* Provided data
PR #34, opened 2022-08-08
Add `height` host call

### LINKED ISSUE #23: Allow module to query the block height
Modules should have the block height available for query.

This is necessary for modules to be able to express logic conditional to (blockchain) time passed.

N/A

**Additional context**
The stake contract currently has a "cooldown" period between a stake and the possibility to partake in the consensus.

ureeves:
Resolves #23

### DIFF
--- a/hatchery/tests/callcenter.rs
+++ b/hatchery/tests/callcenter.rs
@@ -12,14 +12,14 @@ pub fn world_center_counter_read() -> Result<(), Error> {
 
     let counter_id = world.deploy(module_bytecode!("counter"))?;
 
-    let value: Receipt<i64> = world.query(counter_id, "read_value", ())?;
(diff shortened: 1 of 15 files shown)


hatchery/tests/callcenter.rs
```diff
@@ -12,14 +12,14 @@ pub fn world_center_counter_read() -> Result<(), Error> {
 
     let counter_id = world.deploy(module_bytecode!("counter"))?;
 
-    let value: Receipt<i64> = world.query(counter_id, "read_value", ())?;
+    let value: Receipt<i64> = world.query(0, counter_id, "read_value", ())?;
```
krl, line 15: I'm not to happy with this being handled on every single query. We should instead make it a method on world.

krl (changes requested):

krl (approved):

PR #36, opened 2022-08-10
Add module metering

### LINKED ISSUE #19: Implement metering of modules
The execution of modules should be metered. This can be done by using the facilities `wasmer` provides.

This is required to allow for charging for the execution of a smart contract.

* Problem
Exact reproduction of all the material is needed.

* Answer box
PR #34, opened 2022-08-08
Add `height` host call

### LINKED ISSUE #23: Allow module to query the block height
Modules should have the block height available for query.

This is necessary for modules to be able to express logic conditional to (blockchain) time passed.

N/A

**Additional context**
The stake contract currently has a "cooldown" period between a stake and the possibility to partake in the consensus.

ureeves:
Resolves #23

### DIFF
--- a/hatchery/tests/callcenter.rs
+++ b/hatchery/tests/callcenter.rs
@@ -12,14 +12,14 @@ pub fn world_center_counter_read() -> Result<(), Error> {
 
     let counter_id = world.deploy(module_bytecode!("counter"))?;
 
-    let value: Receipt<i64> = world.query(counter_id, "read_value", ())?;
(diff shortened: 1 of 15 files shown)


hatchery/tests/callcenter.rs
```diff
@@ -12,14 +12,14 @@ pub fn world_center_counter_read() -> Result<(), Error> {
 
     let counter_id = world.deploy(module_bytecode!("counter"))?;
 
-    let value: Receipt<i64> = world.query(counter_id, "read_value", ())?;
+    let value: Receipt<i64> = world.query(0, counter_id, "read_value", ())?;
```
krl, line 15: I'm not to happy with this being handled on every single query. We should instead make it a method on world.

krl (changes requested):

krl (approved):

PR #36, opened 2022-08-10
Add module metering

### LINKED ISSUE #19: Implement metering of modules
The execution of modules should be metered. This can be done by using the facilities `wasmer` provides.

This is required to allow for charging for the execution of a smart contract.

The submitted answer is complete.